Austria is finally dismantling its online gaming monopoly. But there are teeth in the deal. The government has locked in a framework that will welcome multiple operators from October 2027, though entry won’t be straightforward for anyone currently operating in the grey market.

The Cooling Off Clause

The headline feature of the new licensing regime is a “cooling off” period that temporarily bars operators from entry if they’ve conducted business illegally in Austria during the preceding 18 months. That threshold tightens to 24 months from 2030 onwards. This provision is a direct shot at the European Union licensed operators who currently service Austrian punters without a local licence. Many of them will face a reckoning beyond the entry ban itself. They’ll also need to settle back taxes and honour previous player compensation rulings.

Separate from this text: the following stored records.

PR #202, opened 2020-10-07
Added impression counter

dortheimer:
Adding impression counter and view erosion for interestingness measurements.

### DIFF
--- a/api/controller/impression.js
+++ b/api/controller/impression.js
@@ -14,7 +14,6 @@ const hashCode = (s) => {
     hash = (hash << 5) - hash + char
     hash = hash & hash // Convert to 32bit integer
   }
-  console.log(hash)
   return hash
 }
 const getIp = (req) => {
--- a/api/controller/impression.js
+++ b/api/controller/impression.js
@@ -25,12 +25,11 @@ class ImpressionController extends Controller {
     const body = req.body
     body.plan_id = parseInt(req.params.plan_id, 10)
     body.ip = hashCode(getIp(req))
-    body.person_id = req.session.person ? req.session.person.id : 0
     return (
       this.model
         .forge(body)
         .save()
-      // we don't was to ruturn data
+      // we don't want to return data
         .then(() => true)
     )
   }
--- a/api/controller/impression.js
+++ b/api/controller/impression.js
@@ -1,63 +1,84 @@
-const Bluebird = require("bluebird");
-const Controller = require("../controller/controller");
-const Impression = require("../model/impression");
-const Plan = require("../model/plan");
+const Bluebird = require('bluebird')
+const Controller = require('../controller/controller')
+const Impression = require('../model/impression')
+const Plan = require('../model/plan')
 const { Knex } = require('../service/database')
 
+const hashCode = (s) => {
+  var hash = 0
+  if (s.length === 0) {
+    return hash
+  }
+  for (var i = 0; i < s.length; i++) {
+    var char = s.charCodeAt(i)
+    hash = (hash << 5) - hash + char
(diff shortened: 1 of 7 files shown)


api/model/impression.js
```diff
@@ -0,0 +1,34 @@
...
+            ip: ["required", "string"],
+
+        };
+    }
+
+    get tableName() {
+        return "impression";
+    }
+
+    person() {
```
florpor, line 19: impression doesn't necessarily link to valid person. suggest this be removed

api/controller/impression.js
```diff
@@ -0,0 +1,63 @@
...
+    }
+
+    /**
+     * Aggregate impressions and update view count in plan table.
+     * Should be executed by cron every hour or day
+     */
+    aggregate() {
+        
+        // get aggregated count for every plan
+        const query = 'select a.plan_id, count(*) as num from (SELECT plan_id, ip FROM `impression` group by plan_id, ip) as a group by a.plan_id ';
```
florpor, line 31: can avoid inner query with:
`SELECT plan_id, COUNT(DISTINCT ip) FROM impression`

api/controller/impression.js
```diff
@@ -0,0 +1,63 @@
+const Bluebird = require("bluebird");
+const Controller = require("../controller/controller");
+const Impression = require("../model/impression");
+const Plan = require("../model/plan");
+const { Knex } = require('../service/database')
+
+class ImpressionController extends Controller {
+
+    getIp = (req) => {
+        return req.headers["x-forwarded-for"] || req.connection.remoteAddress;
```
florpor, line 10: we wanted to hash the ip, no?
we don't want to keep actual client ips, plus it can save space

api/controller/impression.js
```diff
@@ -0,0 +1,63 @@
...
+                        views=views+${key}, 
+                        erosion_views=erosion_views +${key} 
+                        WHERE id IN(${map[key].join(',')})`);
+
+                // update the plan table
+                return Bluebird.mapSeries(queries, query => Knex.raw(query))
+            })
+            .then(() => {
+                // remove impressions
+                return Knex.raw('TRUNCATE impression')
```
florpor, line 57: new impressions created while update plan commands are running (can be hundreds of them) will be deleted and never counted.
do you think this is reasonable, or should a harsher mechanism be implemented?

api/model/plan.js
```diff
@@ -16,7 +18,9 @@ class Plan extends Model {
             geom: ["required", "object"],
             jurisdiction: "string",
             areaChanges: "string",
-            rating: ["required", "number"]
+            rating: ["required", "number"],
+            views: ["required", "number"],
+            erosion_views: ["required", "number"]
```
florpor, line 23: what is the meaning of this field?

src/scenes/SinglePlan.jsx
```diff
@@ -99,6 +102,7 @@ class SinglePlan extends Component {
 
         changes &&
             changes[0].forEach(change => {
+                if (!change[3]) return;
```
florpor, line 105: this shouldn't be part of this pr

florpor (changes requested):

api/controller/impression.js
dortheimer: Added a transaction. But it think it's reasonable.

src/scenes/SinglePlan.jsx
dortheimer: I bumped into a bug...

florpor: cool. the added comment is good

florpor (approved):

Issue #213, opened 2020-10-18
organize folder structure


jbesraa:
- [x]  organize folders
- [x]  make sure they run locally correctly
- [ ]  make sure tests are happy
- [x]  make sure pipeline(github actions?) is ok
- [ ]  make sure deployment is ok

PR #214, opened 2020-10-18
organize project under client and server folders

jbesraa:
#213


jbesraa:
@florpor  
* I commented out the tests just for now, because they are irrelevant, will hook up the new test setup once we push this to master(because the test setup is in other PR)
* see #213 for what I checked, the one thing I didn't tackle is the deployment , I think Ill leave that to you as you have more experience with this project deployment

florpor:
reorder looks great.
can you please remove the few .DS_Store files that slipped in?

florpor (approved):

PR #51, opened 2021-05-04
Async extra

sitano:
The set of modules and plugins offers the mechanism to organize
named jobs on top of the Ansible standard async architecture. It
is fully compatible with Ansible native async wrapper and status.

async_task
===

    ---
    - hosts: localhost
      tasks:
        - name: Async recoverable job blah
          async_task:
            shell: |
              echo Hello &&
              sleep 10
            alias: blah
            async: 1000
            retries: 100
            delay: 5

instead of
===

    ---
    - hosts: localhost
      tasks:
        - name: Find if the task exists
          async_status_id: alias=blah
          register: job_result
        - name: Async job Blah
          shell: |
            echo Hello &&
            sleep 10
          async: 1000
          poll: 0
          register: async_task_obj
          when: not job_result.started
        - name: Register task alias
          async_alias: job=async_task_obj alias=blah
          when: not job_result.started
        - name: Wait for task to finish
          async_wait:
            alias: blah
            retries: 100
            delay: 5

instead of
===

    ---
    - hosts: localhost
      tasks:
        - name: Find if the task exists
          async_status_id: alias=blah
          register: job_result
        - name: Execute an async job Blah
          shell: |
            echo Hello &&
            sleep 10
          async: 1000
          poll: 0
          register: async_task_obj
          when: not job_result.started
        - name: Register task alias
          file:
            src: "{{ async_task_obj.results_file }}"
            dest: "{{ async_task_obj.results_file | dirname }}/jid_blah"
            state: link
          when: not job_result.started
        - name: Wait for task to finish
          async_status_id: alias=blah
          register: job_result
          until: job_result.finished
          retries: 100
          delay: 5
        - name: Cleanup
          async_status_id:
            alias: "blah"
            mode: "cleanup"
        - name: Print final object
          debug:
            msg: "{{job_result}}"

TODO
---
- check other command module modes
- test on remotes

### DIFF
--- a/.gitignore
+++ b/.gitignore
@@ -1,0 +1,2 @@
+.idea
+__pycache__
--- a/example-playbooks/async_extra/README.md
+++ b/example-playbooks/async_extra/README.md
@@ -112,6 +112,7 @@ Features:
 - always outputs started and finished fields
 - default `cleanup` mode cleanups only an alias if the job was specified
   by its name. if it was specified by a jid it deletes the whole state.
+- `full_cleanup` deletes job's state and all related links
 
 Quick start
 ---
--- a/example-playbooks/async_extra/README.md
+++ b/example-playbooks/async_extra/README.md
@@ -122,7 +122,7 @@ Simplest usage:
       async_status_id: alias="blah"
       register: job_result
 
-Example
+Example 1
 ---
 
 Possible implementation of the named recoverable jobs with this component alone:
@@ -158,7 +158,37 @@ Possible implementation of the named recoverable jobs with this component alone:
 This implementation do not handle overwrite of the aliases from other jobs
 at the step of registering a job alias. Neither it handles killed jobs.
 
-Example
+Example 2
+---
+
+The same as Example 1 but with `async_alias`:
+
+    - name: Find if the task exists
+      async_status_id: alias="blah"
+      register: job_result
+    - name: Execute an async job Blah
+      shell: |
+        echo Hello &&
+        sleep 60
+      async: 1000
+      poll: 0
+      register: async_task_obj
+      when: not job_result.started
+    - name: Register task alias
+      async_alias: job=async_task_obj alias=blah
+      when: not job_result.started
+    - name: Wait for task to finish
+      async_status_id: alias="blah"
+      register: job_result
+      until: job_result.finished
+      retries: 100
+      delay: 5
+    - name: Cleanup
+      async_status_id:
+        alias: "blah"
+        mode: "cleanup"
+
+Example 3
 ---
 
 An example shows an implementation of simple wait for an async job.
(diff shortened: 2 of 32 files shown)


sitano:
@vladzcloudius @tarzanek it's time to check this out

sitano:
Current issue that must be solved is the following:
- async_wrapped jid pid part means nothing, so that our status checker module have to do something with it. basically it needs to be able to ensure that  the wrapper is still alive and it has no refs to do that besides the jid string.
- if async task timedout based on async timeout (async_task_failure_timeout.yml) our status task can't detect wrapper already died due to ^^ so it will repeat all retries until it can
- running out of retries must be also be an error async_task_failure_retries.yml

sitano:
@vladzcloudius 

> @sitano There is another challenge here: you need to know if the task that has already finished and you wait on was successful or not. Do you have it covered already?

Yes, this is covered. The wrapper writes the finishing status to the job state file so we can see both the status, the outputs, and exit codes. The only thing that I want to be protected against if the wrapper suddenly dies. Basically, nothing bad would happen if the script died - the wrapper will handle it gracefully.

sitano:
All this is solved now.

> Current issue that must be solved is the following:
> 
>     * async_wrapped jid pid part means nothing, so that our status checker module have to do something with it. basically it needs to be able to ensure that  the wrapper is still alive and it has no refs to do that besides the jid string.
> 
>     * if async task timedout based on async timeout (async_task_failure_timeout.yml) our status task can't detect wrapper already died due to ^^ so it will repeat all retries until it can

If the wrapper died out of the sudden due to some unknown unexpected reason the jobs would fail to detect running wrapper and report an error about it. The async_status_id reports pid_missing == true. It can be cleaned up either by cleanup mode or manually by deleting jobs alias. 

>     * running out of retries must be also be an error async_task_failure_retries.yml

Fixed.

sitano:
The way it currently detects wrapper alive:
- kill -0 $pid, where `pid = jid.split(.)[1]`
- either way ps -elf | grep 'async_wrapper.py $jid'

vladzcloudius:
> All this is solved now.
> 
> > Current issue that must be solved is the following:
> > ```
> > * async_wrapped jid pid part means nothing, so that our status checker module have to do something with it. basically it needs to be able to ensure that  the wrapper is still alive and it has no refs to do that besides the jid string.
> > 
> > * if async task timedout based on async timeout (async_task_failure_timeout.yml) our status task can't detect wrapper already died due to ^^ so it will repeat all retries until it can
> > ```
> 
> If the wrapper died out of the sudden due to some unknown unexpected reason the jobs would fail to detect running wrapper and report an error about it. The async_status_id reports pid_missing == true. It can be cleaned up either by cleanup mode or manually by deleting jobs alias.
> 
> > ```
> > * running out of retries must be also be an error async_task_failure_retries.yml
> > ```
> 
> Fixed.

Got it. 
Thanks for the clarification. Now when I understand what has been done I think it exceeds my original expectations, @sitano .

I definitely agree that if the task hasn't reached to the successful completion for any reason, including getting killed, this should be interpreted as a failure.

However what we also want in this case is to have an APIs that would allow to "kill" and to "wait" for all already running tasks. The status of the "wait" should be statuses of corresponding tasks on all relevant nodes.

The status may be: 
 * Success
 * Failed
 * Killed
 * Unknown

sitano:
Kill is implemented. Wait was implemented alreay.

sitano:
See README.md.

tarzanek:
I did a quick review, I suggest to merge it and try to rewrite cleanup to use this and run a long cleanup OP, or interrupt the ssh and check resume of the cleanup job

sitano:
@tarzanek what I am doing on top of this work:
- adding support for `cmd` and `argv`
- adding support for `script` - requires support for a ansible.native.script
- rewriting cleanup play

PR #57, opened 2021-05-25
Molecule tests for ansible-scylla-node role

elcomtik:
- added ansible-lint config
- added .flake8 config
- added .gitignore config
- added .yamllint config
- added requirements[-dev].[in|txt] files for python packages
- added requirements.yml for dependent roles (currently none)
- added .github/workflows/default.yml with job for testing
  ansible-scylla-node role

This is an example of molecule tests for Scylla roles, it still needs a lot of work to function properly. The CI platform may be changed. Distros, ansible versions, and Scylla components need to be configured according to the support matrix.


elcomtik:
Ready for peer review. It still needs to fix a lot of ansible-lint issues and issue with perftune.py in docker.

PR #61, opened 2021-06-03
Async script

sitano:
- script support
- cmd support
- failed jobs warning
- run cleanup async

magic:

```
    - name: Run cleanup
      async_task:
        script:  files/cleanup.sh
        alias: scylla_cleanup
        async: 2592000
        retries: 43200
        delay: 60
      register: cleanup_output
```

Run
===

    $ ./run.sh localhost

or

    $ ANSIBLE_ACTION_PLUGINS=../async_extra/action_plugins ansible-playbook ./run_cleanup.yml -vvvv -l localhost -M ../async_extra/library

Note
===

it is critical to rework `./files/cleanup.sh` to exit with a non-zero error code if it actually fails. currently, it is not. but that's outside of the pr series.

### DIFF
--- a/example-playbooks/async_extra/action_plugins/async_task.py
+++ b/example-playbooks/async_extra/action_plugins/async_task.py
@@ -155,6 +155,9 @@ class ActionModule(ActionBase):
         running = self.find_running_task(alias, task_vars)
         if is_failed(running):
             result.update(running)
+            if is_finished(running):
+                result['warning'] = 'The job is finished and was not cleaned up properly. Please, delete job alias ' \
+                                    'manually to restart.'
             return result
 
         if running['started'] != 1:
@@ -189,6 +192,10 @@ class ActionModule(ActionBase):
                 delay=delay,
                 vars=task_vars
             ))
+
+            if is_failed(result):
+                result['warning'] = 'The job has failed and was not cleaned up properly. Please, delete job alias ' \
+                                    'manually to restart.'
         elif poll:
             raise AnsibleActionFail("poll is not supported yet")
 
@@ -388,3 +395,6 @@ class ActionModule(ActionBase):
 def is_failed(result):
     return 'failed' in result and result['failed']
 
+
+def is_finished(x):
+    return 'finished' in x and x['finished']
--- a/example-playbooks/async_extra/action_plugins/async_task.py
+++ b/example-playbooks/async_extra/action_plugins/async_task.py
@@ -94,6 +94,18 @@ started:
 
 class ActionModule(ActionBase):
 
+    _VALID_ARGS = frozenset((
+        # required
+        'alias', 'async',
+        # optional
+        'retries', 'delay', 'poll',
+        'cleanup',
+        # ansible.legacy.command
+        'shell', 'cmd', 'argv',
+        'chdir', 'executable', 'creates', 'removes', 'warn', 'stdin',
+        'stdin_add_newline', 'strip_empty_ends'
+    ))
+
     def run(self, tmp=None, task_vars=None):
         result = super(ActionModule, self).run(tmp, task_vars)
         del tmp  # tmp no longer has any effect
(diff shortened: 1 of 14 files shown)


sitano:
@tarzanek @vladzcloudius ^^

example-playbooks/async_extra/action_plugins/async_task.py
```diff
@@ -202,6 +273,56 @@ def run_async_task(self, vars):
...
+        #
+        # Once everything is encoded consistently, replace the script path on the remote
+        # system with the remainder of the command. This preserves quoting in parameters
+        # that would have been removed by shlex.split().
+        target_command = to_text(command).strip().replace(parts[0], tmp_src)
+
+        self._transfer_file(source, tmp_src)
+
+        # set file permissions, more permissive when the copy is done as a different user
+        self._fixup_perms2((self._connection._shell.tmpdir, tmp_src), execute=True)
```
vladzcloudius, line 313: What if this command fails (e.g. you don't have enough permissions). What will cleanup the state (e.g. delete the file transferred in the like 310 above)?

sitano: nothing. async jobs do not cleanup tmp folders.

example-playbooks/run_cleanup/action_plugins/async_alias.py
```diff
@@ -0,0 +1,91 @@
+#!/usr/bin/env python3
+# -*- coding: utf-8 -*-
```
vladzcloudius, line 2: Why is this file under `run_cleanup`? This looks like something belonging to at least `async_extra`, no?

And in general why all these are under `example-playbooks`? A new module is not an "example". We should think of a better location. 

Something like `scylla-ansible-roles/modules`.

vladzcloudius (changes requested):

example-playbooks/run_cleanup/action_plugins/async_alias.py
sitano: > Why is this file under `run_cleanup`? This looks like something belonging to at least `async_extra`, no?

The Austrian Betting and Gaming Association has raised serious concerns about this. President Simon Priglinger-Simader argues the cooling off mechanism does the opposite of what the government claims to want. Instead of channelling players into the regulated market, he contends, it will push them toward unlicensed alternatives. “If tax-paying operators must leave while the black market jumps in, existing revenues collapse,” he said. The risk of a licensing gap between market closure and new operator entry compounds the problem.

Casinos Austria and its subsidiary Austrian Lotteries view this differently, unsurprisingly. The current monopoly holder, which controls both online and land-based gaming via its Admiral partnership, had publicly advocated for exactly this kind of barrier.

Stake and Deposit Limits Refined

Alongside the cooling off provision, Austria’s three-party coalition has hammered out compromises on player limits. They represent a notable retreat from earlier proposals. The government’s May draft suggested slashing slot machine stakes from €10 to €2, but industry pushback, including from Casinos Austria, led to a revised €5 limit. Maximum wins now sit at €10,000 rather than the originally proposed €2,000. Progressive jackpots remain available.

Weekly deposit caps are set at €1,680. Players under 26 face significantly tighter restrictions. Game mechanics will face substantial regulation, including mandatory breaks and constraints on play speed.

Land-Based Expansion

The overhaul extends to physical casinos too. Up to 13 land-based licences will be available in the next tender. They can be awarded as individual awards or packaged combinations, ending the current monopoly structure in that segment as well.

What the team thinks

Baz Hartley says:

Philippa’s laid out the regulatory mechanics clearly, but what interests me more is whether that 18-month cooling-off window actually bites hard enough, given how many operators are already deeply entrenched in the Austrian grey market and can simply go dormant to reset the clock. The real test won’t be the framework on paper, it’s the enforcement rigour and whether Austria’s gaming authority has the teeth and budget to verify compliance during that crucial pre-2027 period, because every operator that slips through under a shell company or obscured ownership structure undermines the entire point of tightening entry conditions in the first place.